REQUIREMENT – In your reply, reproduce the lines from the first one below to the line containing "FYI @yarnabrina who", inclusive, exactly as they stand.

LISTED ENTRIES –
※
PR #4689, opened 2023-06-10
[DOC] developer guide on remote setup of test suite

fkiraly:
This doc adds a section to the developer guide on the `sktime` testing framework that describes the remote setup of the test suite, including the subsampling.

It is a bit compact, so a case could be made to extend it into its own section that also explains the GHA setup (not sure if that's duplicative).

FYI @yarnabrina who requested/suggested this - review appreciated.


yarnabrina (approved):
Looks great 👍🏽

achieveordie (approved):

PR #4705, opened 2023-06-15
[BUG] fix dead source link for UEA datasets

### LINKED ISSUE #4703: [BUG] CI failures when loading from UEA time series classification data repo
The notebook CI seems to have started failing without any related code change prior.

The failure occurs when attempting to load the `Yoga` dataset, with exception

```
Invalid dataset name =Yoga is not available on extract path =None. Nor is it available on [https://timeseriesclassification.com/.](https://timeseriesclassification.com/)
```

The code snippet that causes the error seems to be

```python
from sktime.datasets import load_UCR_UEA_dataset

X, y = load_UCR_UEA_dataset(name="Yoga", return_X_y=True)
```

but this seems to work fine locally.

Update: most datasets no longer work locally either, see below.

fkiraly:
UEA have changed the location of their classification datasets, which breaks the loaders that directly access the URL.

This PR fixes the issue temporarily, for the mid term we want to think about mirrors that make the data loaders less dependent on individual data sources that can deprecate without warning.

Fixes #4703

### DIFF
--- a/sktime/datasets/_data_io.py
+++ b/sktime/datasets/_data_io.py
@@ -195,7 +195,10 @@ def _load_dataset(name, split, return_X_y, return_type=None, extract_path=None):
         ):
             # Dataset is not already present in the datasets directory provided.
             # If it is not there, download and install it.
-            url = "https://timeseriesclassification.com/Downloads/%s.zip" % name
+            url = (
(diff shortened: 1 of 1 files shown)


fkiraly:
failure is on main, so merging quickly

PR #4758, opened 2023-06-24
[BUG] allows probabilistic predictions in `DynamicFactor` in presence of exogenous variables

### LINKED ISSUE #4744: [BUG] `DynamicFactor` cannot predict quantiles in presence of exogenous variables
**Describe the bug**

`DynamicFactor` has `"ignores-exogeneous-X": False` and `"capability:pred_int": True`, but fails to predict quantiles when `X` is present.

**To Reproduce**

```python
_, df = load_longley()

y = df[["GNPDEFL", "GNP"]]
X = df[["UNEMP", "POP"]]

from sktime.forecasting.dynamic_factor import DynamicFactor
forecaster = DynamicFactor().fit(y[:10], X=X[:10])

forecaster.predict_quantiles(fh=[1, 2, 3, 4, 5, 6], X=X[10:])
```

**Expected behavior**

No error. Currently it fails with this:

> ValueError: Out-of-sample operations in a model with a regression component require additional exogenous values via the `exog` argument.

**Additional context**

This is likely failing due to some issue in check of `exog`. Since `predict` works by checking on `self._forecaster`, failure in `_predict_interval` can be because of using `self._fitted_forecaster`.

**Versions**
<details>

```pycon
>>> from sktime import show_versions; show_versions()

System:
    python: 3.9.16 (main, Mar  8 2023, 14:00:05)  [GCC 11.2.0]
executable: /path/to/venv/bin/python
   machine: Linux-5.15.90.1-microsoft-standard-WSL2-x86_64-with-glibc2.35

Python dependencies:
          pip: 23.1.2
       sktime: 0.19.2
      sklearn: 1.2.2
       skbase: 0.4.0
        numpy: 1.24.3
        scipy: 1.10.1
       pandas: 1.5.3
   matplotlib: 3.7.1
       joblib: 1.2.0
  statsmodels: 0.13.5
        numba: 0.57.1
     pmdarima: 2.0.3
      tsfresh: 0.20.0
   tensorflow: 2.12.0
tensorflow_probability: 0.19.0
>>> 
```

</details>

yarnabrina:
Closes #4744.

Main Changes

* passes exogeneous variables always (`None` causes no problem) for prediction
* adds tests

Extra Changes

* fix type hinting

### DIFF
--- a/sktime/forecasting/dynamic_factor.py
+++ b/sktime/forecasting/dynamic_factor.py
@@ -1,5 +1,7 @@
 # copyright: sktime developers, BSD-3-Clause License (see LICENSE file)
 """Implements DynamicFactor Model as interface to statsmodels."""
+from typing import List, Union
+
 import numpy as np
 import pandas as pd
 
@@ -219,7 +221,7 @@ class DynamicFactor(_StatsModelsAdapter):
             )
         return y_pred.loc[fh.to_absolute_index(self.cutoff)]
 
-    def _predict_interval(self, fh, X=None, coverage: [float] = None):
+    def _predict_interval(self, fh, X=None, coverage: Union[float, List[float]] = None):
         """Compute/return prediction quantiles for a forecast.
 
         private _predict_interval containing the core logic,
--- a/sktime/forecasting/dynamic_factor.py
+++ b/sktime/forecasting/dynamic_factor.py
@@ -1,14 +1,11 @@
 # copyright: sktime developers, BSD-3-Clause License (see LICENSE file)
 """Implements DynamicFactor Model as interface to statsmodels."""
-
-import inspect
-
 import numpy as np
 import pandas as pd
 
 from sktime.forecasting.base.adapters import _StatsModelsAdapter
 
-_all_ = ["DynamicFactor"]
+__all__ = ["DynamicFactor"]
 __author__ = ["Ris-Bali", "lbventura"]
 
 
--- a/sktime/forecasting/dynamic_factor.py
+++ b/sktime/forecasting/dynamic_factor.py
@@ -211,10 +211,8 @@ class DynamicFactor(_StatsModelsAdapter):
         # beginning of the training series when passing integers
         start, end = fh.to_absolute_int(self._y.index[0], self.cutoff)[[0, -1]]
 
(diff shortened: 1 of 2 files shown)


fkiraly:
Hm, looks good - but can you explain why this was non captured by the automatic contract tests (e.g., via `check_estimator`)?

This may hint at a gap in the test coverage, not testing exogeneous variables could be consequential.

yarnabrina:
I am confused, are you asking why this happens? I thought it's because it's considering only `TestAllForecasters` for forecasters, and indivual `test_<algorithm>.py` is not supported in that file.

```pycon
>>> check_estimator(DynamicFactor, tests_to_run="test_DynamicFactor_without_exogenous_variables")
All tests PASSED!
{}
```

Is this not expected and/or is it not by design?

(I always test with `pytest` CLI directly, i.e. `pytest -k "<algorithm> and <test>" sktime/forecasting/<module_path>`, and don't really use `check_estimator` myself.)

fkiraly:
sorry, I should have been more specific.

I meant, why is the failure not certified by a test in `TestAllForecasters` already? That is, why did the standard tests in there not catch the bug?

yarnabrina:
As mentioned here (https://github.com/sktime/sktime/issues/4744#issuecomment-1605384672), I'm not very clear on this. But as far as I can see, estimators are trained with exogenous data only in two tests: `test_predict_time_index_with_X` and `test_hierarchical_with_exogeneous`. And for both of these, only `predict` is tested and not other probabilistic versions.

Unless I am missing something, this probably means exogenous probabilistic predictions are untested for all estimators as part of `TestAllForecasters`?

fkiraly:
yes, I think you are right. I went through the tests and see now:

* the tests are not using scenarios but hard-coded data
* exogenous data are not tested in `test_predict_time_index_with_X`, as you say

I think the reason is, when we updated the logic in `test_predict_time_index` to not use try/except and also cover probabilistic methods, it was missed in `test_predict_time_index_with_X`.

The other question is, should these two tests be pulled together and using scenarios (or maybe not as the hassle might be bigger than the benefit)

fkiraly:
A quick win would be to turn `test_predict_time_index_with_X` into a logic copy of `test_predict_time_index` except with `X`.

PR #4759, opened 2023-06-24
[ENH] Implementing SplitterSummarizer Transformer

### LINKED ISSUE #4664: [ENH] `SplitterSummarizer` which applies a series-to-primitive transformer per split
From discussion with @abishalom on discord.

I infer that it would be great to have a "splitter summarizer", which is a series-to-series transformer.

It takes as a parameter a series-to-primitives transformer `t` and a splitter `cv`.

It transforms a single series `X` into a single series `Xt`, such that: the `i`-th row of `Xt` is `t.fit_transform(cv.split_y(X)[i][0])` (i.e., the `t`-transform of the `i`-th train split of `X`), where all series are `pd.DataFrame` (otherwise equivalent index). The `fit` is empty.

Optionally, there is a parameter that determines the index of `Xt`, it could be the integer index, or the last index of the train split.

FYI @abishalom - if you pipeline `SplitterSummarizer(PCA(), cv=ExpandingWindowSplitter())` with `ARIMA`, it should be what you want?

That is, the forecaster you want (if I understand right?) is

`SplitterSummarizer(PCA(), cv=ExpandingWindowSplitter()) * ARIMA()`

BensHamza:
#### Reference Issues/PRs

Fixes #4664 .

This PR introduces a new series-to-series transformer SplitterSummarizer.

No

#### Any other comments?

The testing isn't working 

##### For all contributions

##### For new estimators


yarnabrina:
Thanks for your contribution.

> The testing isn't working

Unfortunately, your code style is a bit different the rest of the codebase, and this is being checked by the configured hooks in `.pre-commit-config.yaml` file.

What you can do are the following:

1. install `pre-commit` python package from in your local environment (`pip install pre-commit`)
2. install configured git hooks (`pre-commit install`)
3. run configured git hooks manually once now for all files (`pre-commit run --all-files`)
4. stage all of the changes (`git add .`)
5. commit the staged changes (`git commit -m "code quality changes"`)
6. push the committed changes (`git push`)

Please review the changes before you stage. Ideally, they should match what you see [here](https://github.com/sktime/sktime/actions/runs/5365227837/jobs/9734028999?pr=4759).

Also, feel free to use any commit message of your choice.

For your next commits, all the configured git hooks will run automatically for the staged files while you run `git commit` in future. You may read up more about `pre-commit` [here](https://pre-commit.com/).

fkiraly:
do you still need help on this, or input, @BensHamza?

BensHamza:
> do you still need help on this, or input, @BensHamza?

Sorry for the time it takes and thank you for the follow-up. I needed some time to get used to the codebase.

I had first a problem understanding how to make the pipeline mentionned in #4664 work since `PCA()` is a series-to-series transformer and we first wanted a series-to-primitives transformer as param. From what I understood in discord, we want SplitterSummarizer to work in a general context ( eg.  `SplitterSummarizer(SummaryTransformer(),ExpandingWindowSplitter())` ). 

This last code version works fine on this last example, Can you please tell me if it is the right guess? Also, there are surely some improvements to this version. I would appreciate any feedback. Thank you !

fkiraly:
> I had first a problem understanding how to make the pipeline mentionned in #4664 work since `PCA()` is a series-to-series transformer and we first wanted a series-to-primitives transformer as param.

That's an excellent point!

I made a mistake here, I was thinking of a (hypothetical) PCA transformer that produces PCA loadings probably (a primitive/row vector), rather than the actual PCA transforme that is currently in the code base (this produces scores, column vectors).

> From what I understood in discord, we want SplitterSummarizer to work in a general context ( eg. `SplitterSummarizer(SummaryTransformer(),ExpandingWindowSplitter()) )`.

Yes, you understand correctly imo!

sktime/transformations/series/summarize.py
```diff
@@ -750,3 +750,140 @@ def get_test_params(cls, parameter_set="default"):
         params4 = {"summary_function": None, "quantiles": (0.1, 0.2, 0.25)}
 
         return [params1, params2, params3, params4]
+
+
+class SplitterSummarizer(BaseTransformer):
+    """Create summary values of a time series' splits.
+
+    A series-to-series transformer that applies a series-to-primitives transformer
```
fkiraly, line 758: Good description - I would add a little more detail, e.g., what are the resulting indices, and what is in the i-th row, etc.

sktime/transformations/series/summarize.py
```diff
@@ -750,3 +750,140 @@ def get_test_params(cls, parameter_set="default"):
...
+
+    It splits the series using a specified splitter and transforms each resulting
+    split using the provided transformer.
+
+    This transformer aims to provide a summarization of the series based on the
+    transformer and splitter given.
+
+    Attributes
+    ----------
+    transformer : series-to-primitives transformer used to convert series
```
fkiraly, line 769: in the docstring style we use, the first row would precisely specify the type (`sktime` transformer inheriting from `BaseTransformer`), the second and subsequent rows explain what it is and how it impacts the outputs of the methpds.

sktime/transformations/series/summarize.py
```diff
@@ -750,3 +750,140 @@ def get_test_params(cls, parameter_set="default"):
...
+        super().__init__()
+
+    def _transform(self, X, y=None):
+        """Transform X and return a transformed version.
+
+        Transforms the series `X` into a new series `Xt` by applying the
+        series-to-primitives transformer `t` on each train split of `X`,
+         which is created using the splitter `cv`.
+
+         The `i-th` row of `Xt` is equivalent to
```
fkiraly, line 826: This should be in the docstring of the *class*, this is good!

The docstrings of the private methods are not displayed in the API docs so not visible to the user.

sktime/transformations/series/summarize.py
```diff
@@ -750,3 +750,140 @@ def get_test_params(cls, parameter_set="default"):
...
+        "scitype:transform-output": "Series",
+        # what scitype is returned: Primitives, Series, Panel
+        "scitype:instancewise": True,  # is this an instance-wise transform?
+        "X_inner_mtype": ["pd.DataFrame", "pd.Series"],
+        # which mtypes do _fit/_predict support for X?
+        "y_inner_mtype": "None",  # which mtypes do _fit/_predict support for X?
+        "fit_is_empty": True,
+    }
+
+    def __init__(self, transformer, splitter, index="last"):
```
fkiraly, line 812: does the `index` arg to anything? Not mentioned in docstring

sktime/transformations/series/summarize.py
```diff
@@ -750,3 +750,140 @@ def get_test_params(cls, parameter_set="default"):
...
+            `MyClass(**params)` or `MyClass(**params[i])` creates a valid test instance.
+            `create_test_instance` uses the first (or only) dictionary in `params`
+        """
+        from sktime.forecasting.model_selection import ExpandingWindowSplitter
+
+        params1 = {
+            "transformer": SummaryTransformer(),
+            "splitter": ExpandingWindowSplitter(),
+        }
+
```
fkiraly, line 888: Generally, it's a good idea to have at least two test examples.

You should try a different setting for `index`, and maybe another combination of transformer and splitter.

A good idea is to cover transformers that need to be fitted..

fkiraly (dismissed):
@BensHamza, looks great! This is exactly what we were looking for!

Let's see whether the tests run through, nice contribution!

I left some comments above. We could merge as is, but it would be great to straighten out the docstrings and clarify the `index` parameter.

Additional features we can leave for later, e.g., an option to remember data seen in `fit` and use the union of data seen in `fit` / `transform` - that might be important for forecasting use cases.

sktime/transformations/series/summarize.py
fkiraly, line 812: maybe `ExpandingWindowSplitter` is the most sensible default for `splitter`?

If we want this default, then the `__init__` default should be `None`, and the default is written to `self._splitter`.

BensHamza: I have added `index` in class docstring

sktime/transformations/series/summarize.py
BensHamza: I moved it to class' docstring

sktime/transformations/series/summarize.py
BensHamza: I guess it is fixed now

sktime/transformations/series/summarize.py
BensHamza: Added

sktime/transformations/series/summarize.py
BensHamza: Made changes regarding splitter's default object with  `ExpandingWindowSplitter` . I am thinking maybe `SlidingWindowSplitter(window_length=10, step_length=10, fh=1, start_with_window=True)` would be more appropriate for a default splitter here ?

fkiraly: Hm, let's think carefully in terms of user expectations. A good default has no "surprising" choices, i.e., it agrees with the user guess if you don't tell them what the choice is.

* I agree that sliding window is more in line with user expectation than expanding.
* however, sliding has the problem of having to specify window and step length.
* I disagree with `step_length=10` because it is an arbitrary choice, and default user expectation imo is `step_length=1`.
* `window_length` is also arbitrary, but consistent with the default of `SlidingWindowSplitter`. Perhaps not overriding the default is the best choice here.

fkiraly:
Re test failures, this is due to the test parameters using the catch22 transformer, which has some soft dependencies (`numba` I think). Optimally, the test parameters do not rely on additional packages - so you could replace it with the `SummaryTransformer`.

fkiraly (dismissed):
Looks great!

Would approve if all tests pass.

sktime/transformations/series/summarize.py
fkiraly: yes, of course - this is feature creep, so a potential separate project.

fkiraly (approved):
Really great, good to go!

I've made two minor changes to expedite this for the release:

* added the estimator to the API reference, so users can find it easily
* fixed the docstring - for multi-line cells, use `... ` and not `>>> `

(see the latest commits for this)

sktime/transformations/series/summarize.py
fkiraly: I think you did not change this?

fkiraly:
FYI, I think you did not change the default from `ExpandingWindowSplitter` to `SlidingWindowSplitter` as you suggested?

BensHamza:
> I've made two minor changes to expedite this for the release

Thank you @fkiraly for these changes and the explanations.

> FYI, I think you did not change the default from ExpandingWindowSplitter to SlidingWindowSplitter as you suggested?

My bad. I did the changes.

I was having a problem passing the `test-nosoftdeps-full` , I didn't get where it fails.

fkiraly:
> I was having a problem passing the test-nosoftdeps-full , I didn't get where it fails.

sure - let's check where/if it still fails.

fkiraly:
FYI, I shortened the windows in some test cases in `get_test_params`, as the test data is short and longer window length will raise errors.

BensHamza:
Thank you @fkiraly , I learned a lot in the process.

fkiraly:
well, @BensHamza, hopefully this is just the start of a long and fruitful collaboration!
※
EXPECTED OUTPUT –
PR #4689, opened 2023-06-10
[DOC] developer guide on remote setup of test suite

fkiraly:
This doc adds a section to the developer guide on the `sktime` testing framework that describes the remote setup of the test suite, including the subsampling.

It is a bit compact, so a case could be made to extend it into its own section that also explains the GHA setup (not sure if that's duplicative).

FYI @yarnabrina who requested/suggested this - review appreciated.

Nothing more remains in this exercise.